INSTRUCTIONS FOR THE TASK: Each line below that carries the string "reads" must appear in the answer.

RECORD EXTRACTS:
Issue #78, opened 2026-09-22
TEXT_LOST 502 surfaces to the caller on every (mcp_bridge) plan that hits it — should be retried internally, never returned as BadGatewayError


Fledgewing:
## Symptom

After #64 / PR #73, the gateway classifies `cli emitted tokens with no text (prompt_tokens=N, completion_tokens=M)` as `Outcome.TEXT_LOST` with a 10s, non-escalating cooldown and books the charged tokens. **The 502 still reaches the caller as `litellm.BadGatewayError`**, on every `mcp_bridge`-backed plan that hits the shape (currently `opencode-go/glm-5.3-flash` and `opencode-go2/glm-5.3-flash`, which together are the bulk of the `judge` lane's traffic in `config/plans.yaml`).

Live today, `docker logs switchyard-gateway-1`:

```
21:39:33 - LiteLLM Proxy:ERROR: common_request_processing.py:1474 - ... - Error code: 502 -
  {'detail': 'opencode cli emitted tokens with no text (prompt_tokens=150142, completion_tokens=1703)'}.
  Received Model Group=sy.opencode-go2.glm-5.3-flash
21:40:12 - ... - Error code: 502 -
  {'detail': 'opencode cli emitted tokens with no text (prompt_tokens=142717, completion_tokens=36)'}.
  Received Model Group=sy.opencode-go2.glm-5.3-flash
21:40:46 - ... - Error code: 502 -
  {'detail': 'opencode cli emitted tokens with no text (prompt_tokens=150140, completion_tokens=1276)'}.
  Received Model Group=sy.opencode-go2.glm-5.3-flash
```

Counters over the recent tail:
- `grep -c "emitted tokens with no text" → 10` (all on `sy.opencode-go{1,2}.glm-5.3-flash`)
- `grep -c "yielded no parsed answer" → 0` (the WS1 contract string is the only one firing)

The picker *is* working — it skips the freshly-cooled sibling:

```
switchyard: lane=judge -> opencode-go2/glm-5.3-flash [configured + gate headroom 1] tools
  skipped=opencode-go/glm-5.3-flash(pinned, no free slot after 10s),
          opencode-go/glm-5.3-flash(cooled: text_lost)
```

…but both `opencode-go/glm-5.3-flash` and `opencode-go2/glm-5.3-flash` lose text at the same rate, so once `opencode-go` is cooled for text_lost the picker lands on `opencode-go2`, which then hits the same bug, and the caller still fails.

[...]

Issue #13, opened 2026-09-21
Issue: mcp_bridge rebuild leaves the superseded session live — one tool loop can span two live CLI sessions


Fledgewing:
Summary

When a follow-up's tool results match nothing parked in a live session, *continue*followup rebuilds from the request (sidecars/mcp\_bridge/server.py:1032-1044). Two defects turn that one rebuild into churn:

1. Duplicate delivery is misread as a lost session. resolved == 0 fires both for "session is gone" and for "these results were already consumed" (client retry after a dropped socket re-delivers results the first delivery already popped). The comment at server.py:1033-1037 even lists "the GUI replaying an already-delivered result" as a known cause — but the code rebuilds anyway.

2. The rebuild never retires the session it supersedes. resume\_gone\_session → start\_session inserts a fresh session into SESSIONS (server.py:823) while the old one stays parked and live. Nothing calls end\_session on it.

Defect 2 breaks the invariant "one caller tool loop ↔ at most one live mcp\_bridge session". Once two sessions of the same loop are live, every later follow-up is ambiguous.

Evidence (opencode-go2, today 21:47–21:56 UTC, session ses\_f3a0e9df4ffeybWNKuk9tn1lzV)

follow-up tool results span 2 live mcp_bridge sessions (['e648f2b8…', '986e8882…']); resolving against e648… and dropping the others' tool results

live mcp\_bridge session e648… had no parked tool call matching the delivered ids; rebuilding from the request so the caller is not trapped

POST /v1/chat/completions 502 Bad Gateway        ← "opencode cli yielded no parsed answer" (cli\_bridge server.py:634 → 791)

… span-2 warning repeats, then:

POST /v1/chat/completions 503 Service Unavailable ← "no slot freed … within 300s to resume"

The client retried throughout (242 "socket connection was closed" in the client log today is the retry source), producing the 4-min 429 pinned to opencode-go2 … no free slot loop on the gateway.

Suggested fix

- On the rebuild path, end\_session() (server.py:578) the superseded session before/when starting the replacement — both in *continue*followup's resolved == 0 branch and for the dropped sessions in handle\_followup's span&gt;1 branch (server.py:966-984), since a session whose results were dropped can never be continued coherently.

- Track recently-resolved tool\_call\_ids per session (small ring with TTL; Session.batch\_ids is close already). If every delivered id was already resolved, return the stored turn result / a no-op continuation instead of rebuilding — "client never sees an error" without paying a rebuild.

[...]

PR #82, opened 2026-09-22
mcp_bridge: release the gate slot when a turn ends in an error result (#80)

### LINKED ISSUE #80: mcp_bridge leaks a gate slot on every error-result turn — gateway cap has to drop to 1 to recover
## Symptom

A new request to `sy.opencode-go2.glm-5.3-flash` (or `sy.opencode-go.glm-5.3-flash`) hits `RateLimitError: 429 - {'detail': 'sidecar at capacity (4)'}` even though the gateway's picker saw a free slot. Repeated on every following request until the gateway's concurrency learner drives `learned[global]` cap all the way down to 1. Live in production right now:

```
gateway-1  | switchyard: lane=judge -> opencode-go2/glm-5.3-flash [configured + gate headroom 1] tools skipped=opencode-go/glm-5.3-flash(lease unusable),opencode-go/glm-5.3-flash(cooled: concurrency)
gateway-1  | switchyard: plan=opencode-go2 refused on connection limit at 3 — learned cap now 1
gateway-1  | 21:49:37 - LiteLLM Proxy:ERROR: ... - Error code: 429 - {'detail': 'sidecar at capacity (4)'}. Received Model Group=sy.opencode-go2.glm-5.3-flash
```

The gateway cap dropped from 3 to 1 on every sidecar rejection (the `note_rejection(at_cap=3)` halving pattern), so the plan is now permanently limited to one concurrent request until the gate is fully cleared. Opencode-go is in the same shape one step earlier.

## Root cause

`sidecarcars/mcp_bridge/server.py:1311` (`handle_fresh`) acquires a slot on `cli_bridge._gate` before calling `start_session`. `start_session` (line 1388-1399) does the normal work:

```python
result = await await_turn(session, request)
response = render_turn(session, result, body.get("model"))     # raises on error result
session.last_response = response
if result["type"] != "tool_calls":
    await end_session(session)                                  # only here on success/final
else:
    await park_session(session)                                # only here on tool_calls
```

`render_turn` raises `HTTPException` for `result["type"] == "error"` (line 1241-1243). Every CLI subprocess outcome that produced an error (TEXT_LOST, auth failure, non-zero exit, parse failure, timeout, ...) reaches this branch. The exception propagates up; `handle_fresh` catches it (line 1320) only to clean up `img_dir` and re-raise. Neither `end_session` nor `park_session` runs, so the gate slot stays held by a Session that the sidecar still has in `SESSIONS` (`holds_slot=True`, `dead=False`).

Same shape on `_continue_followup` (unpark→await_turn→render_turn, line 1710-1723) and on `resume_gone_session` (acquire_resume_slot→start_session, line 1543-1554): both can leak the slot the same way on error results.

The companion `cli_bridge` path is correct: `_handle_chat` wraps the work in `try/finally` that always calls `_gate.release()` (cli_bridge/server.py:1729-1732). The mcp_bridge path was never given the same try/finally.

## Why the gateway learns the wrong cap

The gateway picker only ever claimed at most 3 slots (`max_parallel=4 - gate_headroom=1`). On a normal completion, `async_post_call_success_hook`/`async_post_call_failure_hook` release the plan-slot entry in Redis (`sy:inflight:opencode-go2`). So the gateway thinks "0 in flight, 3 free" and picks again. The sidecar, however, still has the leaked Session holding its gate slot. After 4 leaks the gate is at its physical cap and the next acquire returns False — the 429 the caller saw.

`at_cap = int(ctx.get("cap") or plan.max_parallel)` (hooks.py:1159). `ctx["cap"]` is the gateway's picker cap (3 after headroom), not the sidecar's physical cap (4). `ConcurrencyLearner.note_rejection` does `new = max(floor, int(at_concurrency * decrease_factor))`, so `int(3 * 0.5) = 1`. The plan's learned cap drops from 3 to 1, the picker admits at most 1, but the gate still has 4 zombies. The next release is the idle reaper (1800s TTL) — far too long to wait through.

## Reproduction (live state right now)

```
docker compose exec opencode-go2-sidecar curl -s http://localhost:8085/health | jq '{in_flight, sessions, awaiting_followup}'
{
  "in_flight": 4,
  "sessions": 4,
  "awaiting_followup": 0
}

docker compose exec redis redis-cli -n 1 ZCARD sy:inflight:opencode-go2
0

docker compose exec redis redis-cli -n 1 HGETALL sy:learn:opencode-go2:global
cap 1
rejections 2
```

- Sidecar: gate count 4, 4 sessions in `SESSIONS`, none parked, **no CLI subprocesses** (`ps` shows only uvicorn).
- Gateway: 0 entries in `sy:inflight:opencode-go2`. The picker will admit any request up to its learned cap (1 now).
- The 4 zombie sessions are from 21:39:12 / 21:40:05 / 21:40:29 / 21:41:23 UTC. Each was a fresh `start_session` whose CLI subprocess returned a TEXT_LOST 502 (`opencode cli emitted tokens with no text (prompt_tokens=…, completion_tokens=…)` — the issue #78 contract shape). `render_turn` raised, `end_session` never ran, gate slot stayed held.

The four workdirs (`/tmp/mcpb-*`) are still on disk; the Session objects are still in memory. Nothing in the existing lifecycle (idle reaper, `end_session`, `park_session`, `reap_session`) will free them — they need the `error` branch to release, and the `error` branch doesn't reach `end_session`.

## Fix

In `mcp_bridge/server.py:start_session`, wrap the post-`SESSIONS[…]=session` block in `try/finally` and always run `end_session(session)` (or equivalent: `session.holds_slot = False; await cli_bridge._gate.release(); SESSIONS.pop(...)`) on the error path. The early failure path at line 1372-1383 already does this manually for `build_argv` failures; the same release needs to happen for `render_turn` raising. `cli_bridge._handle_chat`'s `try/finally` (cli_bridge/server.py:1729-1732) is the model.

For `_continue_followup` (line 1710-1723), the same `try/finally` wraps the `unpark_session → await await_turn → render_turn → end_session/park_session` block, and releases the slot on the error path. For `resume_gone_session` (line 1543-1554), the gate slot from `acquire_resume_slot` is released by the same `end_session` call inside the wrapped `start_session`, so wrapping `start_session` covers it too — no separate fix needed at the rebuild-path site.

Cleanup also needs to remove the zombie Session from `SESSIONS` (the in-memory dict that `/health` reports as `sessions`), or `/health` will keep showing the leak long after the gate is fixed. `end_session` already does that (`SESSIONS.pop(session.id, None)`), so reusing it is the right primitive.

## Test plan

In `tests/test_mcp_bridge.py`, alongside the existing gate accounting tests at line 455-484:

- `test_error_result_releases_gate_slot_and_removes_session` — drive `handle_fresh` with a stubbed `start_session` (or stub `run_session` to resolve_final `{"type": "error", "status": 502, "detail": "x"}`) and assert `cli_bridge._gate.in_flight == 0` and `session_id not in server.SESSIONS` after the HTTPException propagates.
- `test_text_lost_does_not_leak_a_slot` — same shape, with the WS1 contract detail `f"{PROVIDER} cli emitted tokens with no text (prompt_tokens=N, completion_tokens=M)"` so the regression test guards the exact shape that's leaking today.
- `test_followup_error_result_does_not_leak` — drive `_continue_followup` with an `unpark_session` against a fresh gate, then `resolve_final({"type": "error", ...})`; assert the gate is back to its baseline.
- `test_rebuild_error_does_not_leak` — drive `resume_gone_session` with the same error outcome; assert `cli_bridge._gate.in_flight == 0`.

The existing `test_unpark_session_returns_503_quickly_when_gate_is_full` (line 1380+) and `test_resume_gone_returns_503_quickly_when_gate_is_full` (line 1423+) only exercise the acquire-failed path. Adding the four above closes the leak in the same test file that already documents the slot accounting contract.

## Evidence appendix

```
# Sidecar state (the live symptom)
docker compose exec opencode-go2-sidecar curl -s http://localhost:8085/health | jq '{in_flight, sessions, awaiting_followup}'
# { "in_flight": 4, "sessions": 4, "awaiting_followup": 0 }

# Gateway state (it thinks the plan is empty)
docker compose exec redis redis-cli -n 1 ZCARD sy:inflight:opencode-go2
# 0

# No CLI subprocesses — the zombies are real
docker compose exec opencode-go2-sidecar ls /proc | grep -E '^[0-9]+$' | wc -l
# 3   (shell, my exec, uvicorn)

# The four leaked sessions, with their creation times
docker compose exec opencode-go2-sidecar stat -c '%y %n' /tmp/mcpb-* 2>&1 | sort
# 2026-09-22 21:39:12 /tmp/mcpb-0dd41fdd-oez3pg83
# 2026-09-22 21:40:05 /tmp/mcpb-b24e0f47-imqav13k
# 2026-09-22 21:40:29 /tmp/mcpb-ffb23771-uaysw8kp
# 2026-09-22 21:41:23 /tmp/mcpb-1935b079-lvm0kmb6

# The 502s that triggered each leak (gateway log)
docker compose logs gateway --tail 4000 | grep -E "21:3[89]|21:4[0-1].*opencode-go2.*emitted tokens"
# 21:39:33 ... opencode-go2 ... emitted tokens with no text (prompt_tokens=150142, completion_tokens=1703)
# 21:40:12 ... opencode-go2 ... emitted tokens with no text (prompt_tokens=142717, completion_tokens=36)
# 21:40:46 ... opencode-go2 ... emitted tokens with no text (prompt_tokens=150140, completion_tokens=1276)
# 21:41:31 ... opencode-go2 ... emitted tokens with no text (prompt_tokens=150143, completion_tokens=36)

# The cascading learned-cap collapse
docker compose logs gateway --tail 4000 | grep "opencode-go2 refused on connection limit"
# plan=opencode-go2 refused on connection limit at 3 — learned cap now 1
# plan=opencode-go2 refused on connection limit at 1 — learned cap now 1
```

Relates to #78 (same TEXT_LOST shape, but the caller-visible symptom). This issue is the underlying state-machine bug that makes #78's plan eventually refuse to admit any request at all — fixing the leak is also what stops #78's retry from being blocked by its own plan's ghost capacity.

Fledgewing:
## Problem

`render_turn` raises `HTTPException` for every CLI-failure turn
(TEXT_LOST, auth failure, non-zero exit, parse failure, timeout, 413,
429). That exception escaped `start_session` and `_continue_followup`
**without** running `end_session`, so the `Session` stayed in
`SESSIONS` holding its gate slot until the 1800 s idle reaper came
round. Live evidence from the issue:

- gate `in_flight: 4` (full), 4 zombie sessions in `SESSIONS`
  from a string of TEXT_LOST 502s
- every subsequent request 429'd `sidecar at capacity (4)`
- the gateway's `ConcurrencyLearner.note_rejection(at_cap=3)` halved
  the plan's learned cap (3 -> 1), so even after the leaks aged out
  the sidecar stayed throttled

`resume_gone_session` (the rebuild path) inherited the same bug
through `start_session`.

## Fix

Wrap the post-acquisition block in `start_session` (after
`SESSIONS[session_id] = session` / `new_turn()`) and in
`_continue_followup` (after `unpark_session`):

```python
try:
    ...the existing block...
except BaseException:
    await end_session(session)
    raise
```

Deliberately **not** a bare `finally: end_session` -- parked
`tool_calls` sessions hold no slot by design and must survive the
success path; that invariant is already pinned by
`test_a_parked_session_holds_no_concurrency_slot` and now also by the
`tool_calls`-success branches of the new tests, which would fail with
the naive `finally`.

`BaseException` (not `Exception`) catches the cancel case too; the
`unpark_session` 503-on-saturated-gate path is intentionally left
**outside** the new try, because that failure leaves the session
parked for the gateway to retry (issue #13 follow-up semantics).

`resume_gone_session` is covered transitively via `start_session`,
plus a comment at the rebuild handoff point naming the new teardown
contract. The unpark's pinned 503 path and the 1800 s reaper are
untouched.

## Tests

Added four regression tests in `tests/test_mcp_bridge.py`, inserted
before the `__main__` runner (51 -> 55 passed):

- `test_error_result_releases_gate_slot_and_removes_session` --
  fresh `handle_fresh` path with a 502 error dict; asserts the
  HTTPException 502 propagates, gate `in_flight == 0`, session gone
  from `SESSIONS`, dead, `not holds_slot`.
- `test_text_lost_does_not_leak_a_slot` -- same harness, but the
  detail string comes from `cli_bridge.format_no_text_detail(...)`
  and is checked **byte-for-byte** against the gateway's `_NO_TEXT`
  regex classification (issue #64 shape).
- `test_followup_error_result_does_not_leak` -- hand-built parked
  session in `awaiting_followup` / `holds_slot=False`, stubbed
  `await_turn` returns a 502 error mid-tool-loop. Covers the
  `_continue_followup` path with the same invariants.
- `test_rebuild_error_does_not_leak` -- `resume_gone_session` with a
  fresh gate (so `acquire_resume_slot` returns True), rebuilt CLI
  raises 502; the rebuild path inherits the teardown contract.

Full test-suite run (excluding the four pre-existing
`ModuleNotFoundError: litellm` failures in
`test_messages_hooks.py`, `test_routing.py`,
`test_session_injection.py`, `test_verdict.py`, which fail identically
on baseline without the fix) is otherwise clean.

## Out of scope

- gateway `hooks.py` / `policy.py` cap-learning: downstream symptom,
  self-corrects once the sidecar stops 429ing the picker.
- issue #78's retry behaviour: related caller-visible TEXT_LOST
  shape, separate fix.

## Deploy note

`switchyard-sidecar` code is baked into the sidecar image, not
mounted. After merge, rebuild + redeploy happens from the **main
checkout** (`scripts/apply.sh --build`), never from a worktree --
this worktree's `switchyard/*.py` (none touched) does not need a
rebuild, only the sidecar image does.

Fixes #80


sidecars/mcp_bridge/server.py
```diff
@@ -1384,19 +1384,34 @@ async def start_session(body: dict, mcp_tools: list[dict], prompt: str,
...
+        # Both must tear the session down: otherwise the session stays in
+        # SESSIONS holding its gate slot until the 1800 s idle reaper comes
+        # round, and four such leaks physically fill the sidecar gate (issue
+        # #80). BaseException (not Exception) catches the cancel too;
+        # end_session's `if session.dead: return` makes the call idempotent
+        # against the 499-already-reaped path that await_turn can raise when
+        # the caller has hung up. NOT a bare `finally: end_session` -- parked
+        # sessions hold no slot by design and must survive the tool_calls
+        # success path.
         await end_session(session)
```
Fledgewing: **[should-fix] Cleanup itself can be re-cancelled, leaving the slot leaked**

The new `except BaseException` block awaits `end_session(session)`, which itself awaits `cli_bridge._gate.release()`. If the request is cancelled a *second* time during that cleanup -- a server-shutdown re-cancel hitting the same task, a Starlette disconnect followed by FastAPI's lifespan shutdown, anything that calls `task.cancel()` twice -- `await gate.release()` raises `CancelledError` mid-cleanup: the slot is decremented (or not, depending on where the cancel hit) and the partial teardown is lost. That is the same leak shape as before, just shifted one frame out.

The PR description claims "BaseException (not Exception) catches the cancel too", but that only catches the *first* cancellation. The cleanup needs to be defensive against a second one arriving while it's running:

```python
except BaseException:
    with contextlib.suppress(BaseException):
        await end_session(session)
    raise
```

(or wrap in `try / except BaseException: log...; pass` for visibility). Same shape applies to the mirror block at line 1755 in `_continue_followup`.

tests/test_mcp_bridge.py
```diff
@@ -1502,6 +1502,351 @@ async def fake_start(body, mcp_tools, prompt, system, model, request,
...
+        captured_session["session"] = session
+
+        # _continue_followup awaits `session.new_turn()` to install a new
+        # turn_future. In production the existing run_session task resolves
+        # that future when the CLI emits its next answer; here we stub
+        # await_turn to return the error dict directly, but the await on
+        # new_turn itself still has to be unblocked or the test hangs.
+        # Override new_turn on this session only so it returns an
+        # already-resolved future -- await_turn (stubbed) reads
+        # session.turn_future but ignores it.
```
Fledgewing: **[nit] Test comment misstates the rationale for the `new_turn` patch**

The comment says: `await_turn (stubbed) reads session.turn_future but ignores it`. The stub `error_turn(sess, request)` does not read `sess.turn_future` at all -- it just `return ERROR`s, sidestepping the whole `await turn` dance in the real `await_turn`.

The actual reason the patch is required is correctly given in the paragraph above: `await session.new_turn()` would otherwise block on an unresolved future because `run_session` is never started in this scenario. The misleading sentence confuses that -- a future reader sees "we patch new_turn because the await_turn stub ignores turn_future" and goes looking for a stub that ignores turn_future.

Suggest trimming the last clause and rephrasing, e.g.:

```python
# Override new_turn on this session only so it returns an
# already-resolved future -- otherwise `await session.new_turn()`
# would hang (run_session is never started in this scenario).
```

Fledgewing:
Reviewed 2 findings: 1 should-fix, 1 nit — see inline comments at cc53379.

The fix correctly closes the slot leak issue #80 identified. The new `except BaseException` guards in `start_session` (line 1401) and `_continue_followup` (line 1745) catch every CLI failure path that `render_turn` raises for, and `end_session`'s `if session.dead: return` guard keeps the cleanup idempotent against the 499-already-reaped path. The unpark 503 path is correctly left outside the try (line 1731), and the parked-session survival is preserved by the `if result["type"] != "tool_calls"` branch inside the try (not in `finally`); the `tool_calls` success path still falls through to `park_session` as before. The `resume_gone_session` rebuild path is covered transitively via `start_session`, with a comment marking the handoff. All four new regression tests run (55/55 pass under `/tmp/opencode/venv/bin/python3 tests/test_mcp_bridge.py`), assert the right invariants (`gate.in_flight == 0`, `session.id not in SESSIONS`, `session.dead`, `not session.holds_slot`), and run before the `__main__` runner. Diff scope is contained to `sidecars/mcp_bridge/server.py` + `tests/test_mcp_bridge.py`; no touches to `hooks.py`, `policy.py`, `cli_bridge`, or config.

EXPECTED ANSWER:
+        # already-resolved future -- await_turn (stubbed) reads
The comment says: `await_turn (stubbed) reads session.turn_future but ignores it`. The stub `error_turn(sess, request)` does not read `sess.turn_future` at all -- it just `return ERROR`s, sidestepping the whole `await turn` dance in the real `await_turn`.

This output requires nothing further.